2 - Compete ainda ao tribunal colectivo julgar os processos que, não devendo ser julgados pelo tribunal singular, respeitarem a crimes:

a) Dolosos ou agravados pelo resultado, quando for elemento do tipo a morte de uma pessoa e não devam ser julgados em processo sumário; ou

b) Cuja pena máxima, abstratamente aplicável, seja superior a 5 anos de prisão mesmo quando, no caso de concurso de infrações, seja inferior o limite máximo correspondente a cada crime e não devam ser julgados em processo sumário».

Por sua vez, estatui o artigo 471.º do mesmo corpo normativo:

«1 - Para o efeito do disposto nos n.ºs 1 e 2 do artigo 78.º do Código Penal é competente, conforme os casos, o tribunal colectivo ou o tribunal singular. É correspondentemente aplicável a alínea b) do n.º 2 do artigo 14.º.

2 - (…)».

E o artigo seguinte:

«1 - Para o efeito do disposto no n.º 2 do artigo 78.º do Código Penal, o tribunal designa dia para a realização da audiência ordenando, oficiosamente ou a requerimento, as diligências que se lhe afigurem necessárias para a decisão.

2 - É obrigatória a presença do defensor e do Ministério Público, a quem são concedidos quinze minutos para alegações finais. O tribunal determina os casos em que o arguido deve estar presente».

Assim, de acordo com as regras do artigo 472.º, quando há conhecimento superveniente do concurso, o tribunal competente deve proceder a uma audiência.

Trata-se de um efectivo julgamento - em que pode ser produzida prova, em obediência ao princípio do contraditório e em respeito pelas garantias de defesa do condenado, sendo obrigatória a presença do defensor e do MP -, tendo por finalidade a determinação de uma pena conjunta, que corresponda ao sancionamento de um determinado trecho de vida do arguido, condenado por uma pluralidade de crimes, sendo valorada, para o efeito, o ilícito global perpetrado, ponderando em conjunto a gravidade dos factos e a sua relacionação com a personalidade do arguido, em todas as suas vertentes.

A competência material para o conhecimento superveniente do concurso cabe ao tribunal singular ou ao tribunal colectivo consoante os critérios definidos nos artigos 14.º e 77.º do Código Penal.

O tribunal colectivo é competente para tanto quando a soma das penas impostas pelos crimes em concurso seja superior a cinco anos de prisão.

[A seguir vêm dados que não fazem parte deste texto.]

PR #117, opened 2023-04-27
Fix burn not reducing for Reg per interval =1

RD4Fun:
burn does not reduce when target registrations this interval == 1   
Special case of no registrations in interval and target =0 reduce both difficulty and burn if both == 0

### DIFF
--- a/pallets/subtensor/src/block_step.rs
+++ b/pallets/subtensor/src/block_step.rs
@@ -227,7 +227,7 @@ impl<T: Config> Pallet<T> {
                 let burn_registrations_this_interval: u16 = Self::get_burn_registrations_this_interval( netuid );
                 let target_registrations_this_interval: u16 = Self::get_target_registrations_per_interval( netuid );
                 // --- 5. Adjust burn + pow
-                // There are four cases to consider. A, B, C, D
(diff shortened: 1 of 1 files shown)


RD4Fun:
There is only one possibility that allows the burn to reduce
chance of only one (1) PoW with a long interval registration (it is at 225 blocks) is not probable

This code is only for the case when there is 1 registration per interval
I actually recommend that the minimum number of registrations per interval is set to 2 and increase interval length as required so the issue does not occur

Truth table for "registration target" =1

Reg Interval eq 1

S0AndS0:
Oh excellent catch, and I appreciate the addition of a truth-table!

As encoded I think the plan is sound, and the only thing I think worthwhile to add to this targeted Pull Request are, some unit-tests to mitigate future regression bugs from being introduced.

camfairchild (approved):
LGTM. thanks for contributing 🔥👍

shibshib (approved):

shibshib:
Looks good to me @RD4Fun but if you wish for it to be included in a chain upgrade then we must increase the spec_version inside runtime/src/lib.rs, else we can include it in the next chain upgrade.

Dito isto, a dilucidação da problemática que se suscita tem de decorrer, em primeira análise, da génese, sentido e alcance, assim definidos, do artigo 472.º, congraçado com a norma do artigo 118.º da LOSJ, que, reportado à competência das secções criminais, prescreve:

«1 - Compete às secções criminais da instância central proferir despacho nos termos dos artigos 311.º a 313.º do Código de Processo Penal, aprovado pelo Decreto-Lei n.º 78/87, de 17 de Fevereiro, e proceder ao julgamento e aos termos subsequentes nos processos de natureza criminal da competência do tribunal colectivo ou do júri.

2 - (…)».

Não obstante a norma transcrita referir a prolação, pela instância central, de despacho nos termos dos artigos 311.º a 313.º, o amplexo normativo formado pela primeira das referidas disposições legais e pelos artigos, já também citados, dos artigos 14.º, n.º 2, al. b), do CP, 471.º e 472.º, do CPP, gera a segura conclusão de o inciso final da perspectivada norma («proceder ao julgamento e aos termos subsequentes nos processos de natureza criminal da competência do tribunal colectivo ou do júri»)  visar, não apenas os processos para cuja tramitação o tribunal colectivo (ou de júri) é originariamente competente, mas ainda aqueloutros inicialmente atribuídos a tribunal singular mas, depois, transmudados para a alçada do tribunal colectivo, para que, verificados os pressupostos fixados nos artigos 77.º e 78.º do Código Penal, seja fixada uma pena conjunta.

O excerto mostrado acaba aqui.